═══ TASK INPUT ═══

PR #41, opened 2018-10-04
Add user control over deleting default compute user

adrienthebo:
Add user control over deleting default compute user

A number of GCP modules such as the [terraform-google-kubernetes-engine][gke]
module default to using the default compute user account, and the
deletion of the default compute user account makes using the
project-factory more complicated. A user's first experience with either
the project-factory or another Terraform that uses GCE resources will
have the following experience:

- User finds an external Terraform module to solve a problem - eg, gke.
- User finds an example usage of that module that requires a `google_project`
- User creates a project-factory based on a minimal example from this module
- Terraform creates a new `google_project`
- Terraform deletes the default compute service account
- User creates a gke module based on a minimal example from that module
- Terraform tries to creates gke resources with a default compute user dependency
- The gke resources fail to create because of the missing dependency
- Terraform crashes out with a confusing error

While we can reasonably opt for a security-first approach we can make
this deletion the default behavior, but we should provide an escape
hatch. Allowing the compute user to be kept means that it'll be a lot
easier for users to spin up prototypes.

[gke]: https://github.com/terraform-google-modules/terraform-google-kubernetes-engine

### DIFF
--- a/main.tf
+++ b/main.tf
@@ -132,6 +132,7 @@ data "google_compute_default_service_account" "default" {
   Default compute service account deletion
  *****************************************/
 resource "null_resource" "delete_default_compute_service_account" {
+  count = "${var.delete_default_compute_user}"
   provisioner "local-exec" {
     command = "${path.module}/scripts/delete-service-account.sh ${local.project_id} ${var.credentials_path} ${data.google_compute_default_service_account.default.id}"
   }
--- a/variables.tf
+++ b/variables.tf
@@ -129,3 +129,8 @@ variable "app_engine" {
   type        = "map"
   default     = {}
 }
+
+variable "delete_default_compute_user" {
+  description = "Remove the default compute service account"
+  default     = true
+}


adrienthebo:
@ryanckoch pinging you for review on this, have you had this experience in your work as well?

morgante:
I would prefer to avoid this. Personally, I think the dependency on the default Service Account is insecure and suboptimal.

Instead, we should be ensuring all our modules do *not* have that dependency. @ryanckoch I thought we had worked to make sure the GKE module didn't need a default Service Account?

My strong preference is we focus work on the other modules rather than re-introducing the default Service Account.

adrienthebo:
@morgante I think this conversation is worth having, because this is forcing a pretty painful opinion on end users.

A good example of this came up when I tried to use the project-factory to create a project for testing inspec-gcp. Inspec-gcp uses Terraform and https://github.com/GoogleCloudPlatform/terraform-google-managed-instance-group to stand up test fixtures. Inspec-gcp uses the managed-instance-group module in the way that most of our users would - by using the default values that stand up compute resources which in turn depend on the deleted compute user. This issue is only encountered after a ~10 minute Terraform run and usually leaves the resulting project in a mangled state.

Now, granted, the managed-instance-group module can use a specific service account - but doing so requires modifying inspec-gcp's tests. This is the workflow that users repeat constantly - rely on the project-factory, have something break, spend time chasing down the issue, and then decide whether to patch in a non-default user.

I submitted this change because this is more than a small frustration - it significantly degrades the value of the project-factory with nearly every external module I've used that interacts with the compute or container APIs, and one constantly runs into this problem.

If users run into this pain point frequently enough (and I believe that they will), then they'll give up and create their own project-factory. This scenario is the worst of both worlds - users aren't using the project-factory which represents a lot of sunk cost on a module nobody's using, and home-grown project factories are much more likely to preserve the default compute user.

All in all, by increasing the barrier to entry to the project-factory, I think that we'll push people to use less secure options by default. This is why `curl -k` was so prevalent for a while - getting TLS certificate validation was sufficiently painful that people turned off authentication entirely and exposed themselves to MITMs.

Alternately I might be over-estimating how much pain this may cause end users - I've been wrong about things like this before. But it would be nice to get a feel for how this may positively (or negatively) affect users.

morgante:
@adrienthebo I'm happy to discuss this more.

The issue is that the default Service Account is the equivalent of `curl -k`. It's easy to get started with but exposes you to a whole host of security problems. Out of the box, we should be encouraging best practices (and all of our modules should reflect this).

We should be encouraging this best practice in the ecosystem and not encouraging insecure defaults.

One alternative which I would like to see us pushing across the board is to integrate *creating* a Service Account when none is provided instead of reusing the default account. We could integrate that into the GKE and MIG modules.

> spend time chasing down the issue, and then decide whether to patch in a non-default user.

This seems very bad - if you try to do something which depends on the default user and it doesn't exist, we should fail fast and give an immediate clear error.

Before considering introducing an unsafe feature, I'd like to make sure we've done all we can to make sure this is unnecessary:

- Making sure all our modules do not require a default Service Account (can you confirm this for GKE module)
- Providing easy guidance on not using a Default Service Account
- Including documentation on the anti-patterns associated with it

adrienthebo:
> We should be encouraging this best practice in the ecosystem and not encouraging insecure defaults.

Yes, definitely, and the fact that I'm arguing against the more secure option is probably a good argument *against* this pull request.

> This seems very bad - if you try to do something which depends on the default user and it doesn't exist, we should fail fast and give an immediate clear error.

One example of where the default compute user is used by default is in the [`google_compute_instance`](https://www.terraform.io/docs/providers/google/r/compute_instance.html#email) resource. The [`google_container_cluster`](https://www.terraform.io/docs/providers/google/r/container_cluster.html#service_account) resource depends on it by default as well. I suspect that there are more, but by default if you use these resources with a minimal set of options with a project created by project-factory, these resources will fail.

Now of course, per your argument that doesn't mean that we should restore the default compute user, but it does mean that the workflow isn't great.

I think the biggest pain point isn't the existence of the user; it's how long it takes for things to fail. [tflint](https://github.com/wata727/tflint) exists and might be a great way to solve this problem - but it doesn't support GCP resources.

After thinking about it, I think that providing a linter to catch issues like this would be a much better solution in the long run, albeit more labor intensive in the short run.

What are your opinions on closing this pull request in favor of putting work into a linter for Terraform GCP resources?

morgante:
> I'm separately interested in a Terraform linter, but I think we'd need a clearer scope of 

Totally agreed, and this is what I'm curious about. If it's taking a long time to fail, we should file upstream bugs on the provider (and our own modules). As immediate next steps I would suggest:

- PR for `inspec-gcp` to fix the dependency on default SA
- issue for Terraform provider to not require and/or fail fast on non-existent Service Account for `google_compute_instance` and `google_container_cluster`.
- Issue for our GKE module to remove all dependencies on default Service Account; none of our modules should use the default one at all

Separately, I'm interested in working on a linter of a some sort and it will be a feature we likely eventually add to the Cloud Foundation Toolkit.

═══

* WORK REQUIRED: In the entries above, restate word for word the lines between the one holding "While we can" and the one holding "-132,6 +132,7 @@", inclusive, and nothing besides.

* REPLY:
While we can reasonably opt for a security-first approach we can make
this deletion the default behavior, but we should provide an escape
hatch. Allowing the compute user to be kept means that it'll be a lot
easier for users to spin up prototypes.

[gke]: https://github.com/terraform-google-modules/terraform-google-kubernetes-engine

### DIFF
--- a/main.tf
+++ b/main.tf
@@ -132,6 +132,7 @@ data "google_compute_default_service_account" "default" {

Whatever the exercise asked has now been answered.